Virtual factories are revolutionizing the manufacturing landscape. Coined as the “Revolution in factory planning” by BMW Group at NVIDIA, this cutting-edge approach is transforming the way companies like BMW and Hyundai operate, thanks to groundbreaking partnerships with technology companies such as NVIDIA and Unity. At the heart of this revolution lies the concept of virtual factories, computer-based replicas of real-world manufacturing facilities. These virtual factories accurately mimic the characteristics and intricacies of physical factories, making them a powerful tool for manufacturers to optimize their operations. By leveraging AI, they unlock a whole new world of possibilities, revolutionizing the manufacturing landscape, paving the way for improved productivity, cost savings, and innovation.
In this blog we will explore the benefits of virtual factories and guide you through the process of building your own virtual factory using MongoDB Atlas. Let’s dive in!
Unlocking digital transformation
The digitalization of the manufacturing industry has given rise to the development of smart factories. These advanced factories incorporate IoT sensors into their machinery and equipment, allowing workers to gather data-driven insights on their manufacturing processes. However, the evolution does not stop at smart factories automating and optimizing physical production. The emergence of virtual factories introduces simulation capabilities and remote monitoring, leading to the creation of factory digital twins, as depicted in Figure 1.
By bridging the concepts of smart and virtual factories, manufacturers can unlock greater levels of efficiency, productivity, flexibility, and innovation.
Leveraging virtual factories in manufacturing organizations provides many benefits including:
- Optimization of production processes and identification of inefficiencies. This can lead to increased efficiency, reduced waste, and improved quality.
- Aiding quality control by contextualizing sensor data with the manufacturing process. This allows analysis of quality issues and implementation of necessary control measures while dealing with complex production processes.
- Simulating manufacturing processes and testing new products or ideas without the need for physical prototypes or real-world production facilities. This significantly reduces costs associated with research and development and minimizes the risk of product failure.
However, setting up a virtual factory for complex manufacturing is difficult. Challenges include managing system overload, handling vast amounts of data from physical factories, and creating accurate visualizations. The virtual factory must also adapt to changes in the physical factory over time. Given these challenges, having a data platform that can contextualize all the data coming in from the physical factory and then feed that to the virtual factory and vice versa is crucial. And that is where MongoDB Atlas, our developer data platform, comes in, providing synchronization capabilities between physical and virtual worlds, enabling flexible data modeling and providing access to the data via a unified query interface as seen in Figure 2.
Now that we’ve discussed the benefits and the challenges of building virtual factories, let’s unpack how simple it is to build a virtual factory with MongoDB Atlas.

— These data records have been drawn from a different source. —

PR #15754, opened 2026-06-02
examples: add signed tool receipts

tomjwxf:
## Summary

- Adds an AI SDK example that emits a hash-chained receipt before and after each tool execution.
- Uses the existing `onToolExecutionStart` and `onToolExecutionEnd` callbacks, so the example follows the SDK lifecycle rather than wrapping tool definitions.
- Captures tool name, tool call ID, validated input digest, output/error digest, duration, and previous receipt hash.
- Keeps the example dependency-free with HMAC-SHA256; comments note that public/offline third-party verification should use an asymmetric signature such as Ed25519.

## Verification

- `git diff --check`
- Inspected `ToolExecutionStartEvent` / `ToolExecutionEndEvent` types in `packages/ai/src/generate-text/tool-execution-events.ts`

I could not run `pnpm type-check` in this sandbox because `pnpm` is not installed and the environment cannot resolve npm registry packages.

### DIFF
--- a/examples/ai-functions/src/generate-text/signed-tool-receipts.ts
+++ b/examples/ai-functions/src/generate-text/signed-tool-receipts.ts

How to build a virtual factory MongoDB Atlas
1. Define the business requirements
The first step of the process is to define the business requirements for the virtual factory. Our team at MongoDB uses a smart factory model from Fischertechnik to demonstrate how easily MongoDB can be integrated to solve the digital transformation challenges of IIoT in manufacturing. This testbed serves as our foundational physical factory and the starting point of this project.
We defined our set of business requirements as the following:
- Implement a virtual run of the physical factory to identify layout and process optimizations.
- Provide real-time visibility of the physical factory conditions such as inventory for process improvements.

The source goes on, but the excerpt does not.